Маруся поднялась и на ватных ногах пошла в ванную. Сполоснула лицо, бросила на лицо прохладу и свежесть.
Впереди открывался новый день. Этот день будет состоять из съемок, где она изобразит противную или очень противную. Потом из пьянства, которое разрушит еще один сантиметр ее печени, и все окончится ненужной близостью с ненужным Володей. За этим днем наступит другой, такой же, и вся ее жизнь соберется из таких вот дней, без Бога.

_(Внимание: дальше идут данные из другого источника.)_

Issue #296, opened 2018-07-26
Add support for input and output directories for results


veruu:
See meta/6 for full discussion. I thought we can get by with using the workdir in the meanwhile (and that should stay the default), but we have some cute setups with runner not having access to the real workdir.

veruu:
Closing this one since we are going with a different design decisions

PR #321, opened 2018-08-09
Add support output directory for result

danghai:
I make PR to add support output directory for result. If the command has `--output_dir` or `-o` option, it is going to create the output directory to store result. And the default is working directory.

### DIFF
--- a/README.md
+++ b/README.md
@@ -131,18 +131,18 @@ written to the `<JUNIT_DIR>` directory.
 
 To checkout a kernel tree run:
 
-    skt --rc <SKTRC> --state --workdir <WORKDIR> -vv \
+    skt --rc <SKTRC> --state --workdir <WORKDIR> --output-dir <OUTDIR> -vv \
         merge --baserepo <REPO_URL> --ref <REPO_REF>
 
 Here `<SKTRC>` would be the configuration file to retrieve the configuration
 and the state from, and store the updated state in. `<WORKDIR>` would be the
-directory to clone and checkout the kernel repo to, `<REPO_URL>` would be the
-source kernel Git repo URL, and `<REPO_REF>` would be the reference to
-checkout.
+directory to clone and checkout the kernel repo to, `<OUTDIR>` would be
+directory to store output files, `<REPO_URL>` would be the source
+kernel Git repo URL, and `<REPO_REF>` would be the reference to checkout.
 
 E.g. to checkout "master" branch of the "net-next" repo:
 
-    skt --rc skt-rc --state --workdir skt-workdir -vv \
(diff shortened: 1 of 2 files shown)


skt/executable.py
```diff
@@ -564,6 +564,12 @@ def setup_parser():
         type=str,
         help="Path to work dir"
     )
+    parser.add_argument(
+        "-o",
+        "--output_dir",
```
veruu: The command line options should use `-` instead of `_`

skt/executable.py
```diff
@@ -564,6 +564,12 @@ def setup_parser():
...
+        type=str,
+        help="Path to output dir"
```
veruu: Can you use the full "directory" word here?

skt/executable.py
```diff
@@ -966,8 +972,13 @@ def load_config(args):
             cfg['runner'][1]['blacklist']
         )
 
-    # Preparation for output directory option
-    if os.access(cfg.get('workdir'), os.W_OK | os.X_OK):
+    # Create and get an absolute path for the output directory
+    if cfg.get('output_dir'):
+        try:
+            os.mkdir(full_path(cfg.get('output_dir')))
```
veruu: Can you assign the full path to the output directory first and work with that? That way we don't need to convert it with every use.

danghai:
@veruu thanks review. I have updated it.  Could you review it, and my commit message? It relates to issue #296 But I am not sure about what `input` for directory result is? Thanks

README.md
```diff
@@ -131,18 +131,18 @@ written to the `<JUNIT_DIR>` directory.
...
+    skt --rc <SKTRC> --state --workdir <WORKDIR> --output-dir <OUTDIR> -vv \
         merge --baserepo <REPO_URL> --ref <REPO_REF>
 
 Here `<SKTRC>` would be the configuration file to retrieve the configuration
 and the state from, and store the updated state in. `<WORKDIR>` would be the
-directory to clone and checkout the kernel repo to, `<REPO_URL>` would be the
-source kernel Git repo URL, and `<REPO_REF>` would be the reference to
-checkout.
+directory to clone and checkout the kernel repo to, `<OUTDIR>` would be
+directory to store output files creation, `<REPO_URL>` would be the source
```
veruu: the `creation` word doesn't belong here

veruu:
@danghai don't worry about mentioning the issue. It's a bit more complicated and you'd have to read the full discussion in the meta/pull6. We'd like to make skt more modular and get rid of workdir and potentially state as well.

danghai:
@veruu okay. I am going to read it.

danghai:
@veruu do I need to fix anything in this patch?

veruu:
No, I think the pull is fine now that it's rebased. Will merge it soon, thanks!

Маруся сняла с антресолей чемодан, положила в него шубу, на шубу – икону, чтобы не побилась и не поцарапалась. Подумала: что взять еще? Раскрыла шкаф. В шкафу висели платья-декольте, страусовые перья, как у блоковской незнакомки. Все это показалось ей маскарадным набором. Или, как раньше говорили: маскерад.
Маруся вспомнила, как бы снова увидела деревню, три краски: черная, белая и перламутрово-серая. И такое состояние тишины и покоя, как будто в небе растворилась и замерла очарованная душа.
Небо было не сплошным и тяжелым, как ватное одеяло. В одном месте пробивался свет, как будто сын Божий светил фонариком в этот угол земли.
Маруся вдруг догадалась, почему Иисус не остался на земле, а вознесся к отцу. Выражаясь человеческим языком, на земле он был в командировке. А ТАМ была его основная работа.
Зазвонил телефон. Маруся не подошла. Кто звонит? Зачем? Какая разница… Ее здесь больше ничего не интересовало.